Conversar com gente inteligente é realmente uma oportunidade de ouro na vida. Estamos tão cercados de banalidades por todos os lados que quando um fato desses ocorre, fazem a diferença. Ontem tive a oportunidade de me reunir com pessoas com este perfil. Fomos tratar de negócios mas acabamos discorrendo sobre outros assuntos relacionados e foi nesta conversa que nasceu a maior parte do conteúdo desse post.

A nossa cultura organizacional determina os resultados de nossas empresas. Elas estão impregnadas de desperdícios, perdas e até de evasões. Tudo isso somado em cada canto do país, com raras e valiosas exceções logicamente, decorre no subdesenvolvimento, na falta de qualidade e produtividade que nos acomete. As empresas são feitas de pessoas sobretudo, e os alguns brasileiros que fazem as empresas daqui, possuem uma certa dificuldade de seguir os processos. Os processos são protocolos de condutas ou poderíamos chamar de normas. E todo brasileiro é estimulado a não cumprir as normas completamente. As normas são burras, erradas, ineficazes. Ele é que está certo e o mundo está errado!

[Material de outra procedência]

PR #76, opened 2019-05-30
MAKE-801: remove unnecessary locks from basic process

Kimchelly:
JIRA: https://jira.mongodb.org/browse/MAKE-801

* Since a process's ID never changes after first initialization, it doesn't need a lock.
* Removed the initialize step from `(*basicProcess).transition()` because the values can be set before the goroutine starts in `newBasicProcess`.

### DIFF
--- a/process_basic.go
+++ b/process_basic.go
@@ -23,7 +23,6 @@ type basicProcess struct {
 	triggers       ProcessTriggerSequence
 	signalTriggers SignalTriggerSequence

Alguns brasileiros adoram mesmo é fazer uso do famoso jeitinho que na verdade é um by-pass, gerando assimetria no sistema. Trata-se de uma solução vinda do imediatismo e da rede de favores. Só atende aos interesses dele e não da sociedade. No fundo, a dificuldade deles em cumprir normas e processos, vem da falta de humildade em apreender, em admitir que precisa aprender, ou mesmo da incapacidade de compreendê-los. Ou seja, são é esperteza nem sabedoria. É limitação mesmo. A malandragem e a simpatia são apenas um jogo de cena.

Acontece que não fazer direito, dar jeitinhos e fazer gambiarras, tem um alto custo. Um custo que vem do retrabalho, da repetição de ações, da desorganização, da perda de tempo, do atraso, do desencontro e incorreção de informações. Sem este custo, os resultados seriam bem melhores. Como os números financeiros são reflexos das decisões que são tomadas na empresa, e estas decisões são tomadas por pessoas, não há como melhorá-los de maneira sustentada sem melhorar a cultura, os processos e as pessoas que a fazem. No fim, tudo está relacionado. É preciso ter uma abordagem um tanto quanto holística.

Comentários

  1. Parabéns, Tibério, em abordar de forma corajosa, clara e direta um tema, recorrente em nossas vidas.
    Muitos apostam no quanto pior melhor, pois a mediocridade, dele, fica ocultada no caos generalizado.
    Precisamos continuar a combater este mal e só vamos obter bons resultados com perseverança.